═══ PROVIDED RECORDS ═══

PR #3992, opened 2026-07-20
fix: return null on Redis error in getVersion to prevent thundering herd

### LINKED ISSUE #3912: bug: loadOfferCacheService.getVersion returns 1 on Redis error — all clients refetch from DB creating thundering herd
## Description

When Redis is temporarily unavailable, `loadOfferCacheService.getVersion()` returns `1` (the default), and `invalidateRegion()` silently exits. This causes every cache client to simultaneously detect a version mismatch and refetch from the database, creating a thundering herd that amplifies the Redis failure into a database outage.

## Root Cause

```javascript
// getVersion — line 23-24
static async getVersion(region) {
  if (!redisClient) return 1;
  try {
    const version = await redisClient.get(`version:load_offers:region:${region}`);
    return version || 1;
  } catch (err) {
    logger.warn('[LoadOfferCache] Redis error getting version:', err.message);
    return 1;  // ← returns fallback on ANY Redis error
  }
}

// invalidateRegion — line 29-35
static async invalidateRegion(lat, lng) {
  if (!redisClient) return;  // ← silently exits if Redis is down
  try {
    // ...incr operations
  } catch (err) {
    logger.warn('[LoadOfferCache] Redis error invalidating cache:', err.message);  // ← silently swallows
  }
}
```

If Redis goes down:
1. `invalidateRegion()` checks `if (!redisClient) return;` — but `redisClient` is still the object, just not connected. The check passes, enters try block, and catches silently.
2. `getVersion()` also catches and returns `1`.
3. All clients see version `1` (different from their cached version) → all refetch from DB simultaneously.
4. DB connection pool is overwhelmed.

## Impact

**High** — Cascading failure:
- A Redis blip causes a DB thundering herd
- All clients simultaneously hit Supabase/PostgreSQL
- Can cause DB connection pool exhaustion and application-wide timeouts

## Location

- `backend/api/src/services/order/loadOfferCacheService.js` lines 19-35

## Proposed Fix

On Redis failure, return a "unknown version" sentinel and add jitter to refetch:
```javascript
static async getVersion(region) {
  if (!redisClient) return null;  // null = unknown, not "version 1"
  try {
    const version = await redisClient.get(`version:load_offers:region:${region}`);
    return version || null;
  } catch (err) {
    logger.warn('[LoadOfferCache] Redis error getting version:', err.message);
    return null;  // unknown version — caller must decide with jitter
  }
}
```

And in the cache middleware, add jitter:
```javascript
if (cacheVersion === null) {
  // Redis unavailable — stagger refetch to avoid thundering herd
  await new Promise(r => setTimeout(r, Math.random() * 5000));
  return await fetchFromDb();
}
```

vipul674:
Closes #3912

### DIFF
--- a/backend/api/src/services/order/loadOfferCacheService.js
+++ b/backend/api/src/services/order/loadOfferCacheService.js
@@ -9,13 +9,13 @@ export class LoadOfferCacheService {
   }
 
   static async getVersion(region) {
-    if (!redisClient) return 1;
+    if (!redisClient) return null;
     try {
       const version = await redisClient.get(`version:load_offers:region:${region}`);
-      return version || 1;
+      return version || null;
     } catch (err) {
       logger.warn('[LoadOfferCache] Redis error getting version:', err.message);
-      return 1;
+      return null;
     }
   }
 


vipul674:
@KanishJebaMathewM PR ready for review. Returns null instead of 1 when Redis is down or version lookup fails, preventing stale version masking.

═══

WHAT NEEDS TO BE DONE: Answer with a single number: the count of lines above that contain the string "catches".

SOLUTION: 2